От того, что Нэвил уже был в курсе всех этих сплетен, слышать подобное напрямую из уст Адама легче не становилось. Доктору непросто было выразить своё искреннее сострадание так, чтобы профессор себя ещё гаже не почувствовал.

— «Они ведь на нём просто злобу вымещают, да?» — спросил Нэвил. — «Мне и впрямь очень жаль, честно».

— «Надо было меня туда отправить, так ведь?»

— «Я такого не говорил».

— «Нет, это я сам так считаю. Смотри, тут даже настоящий тростниковый сахар дают, а не просто подсластитель какой-то», — Адам бросил в чашку несколько кубиков сахара, которые плюхнулись о поверхность кофе. — «Так что я просто не могу жаловаться на то, что меня тут взаперти держат, в то время, когда с Маркусом такое происходит… Выходит, мы с тобой снова начали общаться?»

— «Полагаю, что да. Дело в том, что у вас явно сейчас проблем по горло, и, вероятно, вы потратили на меня куда больше времени и сил, чем на Маркуса. О подобном так просто не забудешь», — несмотря на всю искренность этих слов, Нэвил заметил, как Адам аж вздрогнул от подобных речей. — «Не стану притворяться, что ваш поступок не вызвал у меня… скажем так, отвращения. Вы причинили мне немало боли, поразили до глубины души. Я до сих пор ещё до конца не разобрался в том, как к этому относиться, да и по-прежнему не верю в то, что вы так поступили. Но мы оба — пленники этого места, которым будет куда проще решить возникшие проблемы, не отвлекаясь на вражду и междоусобицы».

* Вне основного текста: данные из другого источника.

PR #15, opened 2022-03-01
[dev] generate new certificates

OlivierChirouze:
+ nodemon watches whole project

### DIFF
--- a/paf-mvp-demo-express/nodemon.json
+++ b/paf-mvp-demo-express/nodemon.json
@@ -1,5 +1,5 @@
 {
-  "watch": ["./"],
+  "watch": ["../"],
   "ext": "ts,json",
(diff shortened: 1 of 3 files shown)


paf-mvp-demo-express/nodemon.json
```diff
@@ -1,5 +1,5 @@
 {
-  "watch": ["./"],
+  "watch": ["../"],
```
OlivierChirouze, line 2: This should be a dedicated commit, my bad I was too lazy.
The idea is that since we are using `ts-node` to run the project locally, we need to restart it anytime something changes _in any of the sub-projects_, not just the demo project.

RomainLofaso (approved):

В комнате повисла гробовая тишина. Может, Адаму надо было почувствовать, что он не одинок, потому как, вероятно, он впервые в своей взрослой жизни понял, что сам с этим не справится. Нэвилу было жаль его. Как не сострадать человеку в такой ситуации? Адам поступил так вовсе не по злобе, а лишь из-за невероятной наивности, совершенно несвойственной человеку с его феноменальным интеллектом и немалым боевым опытом.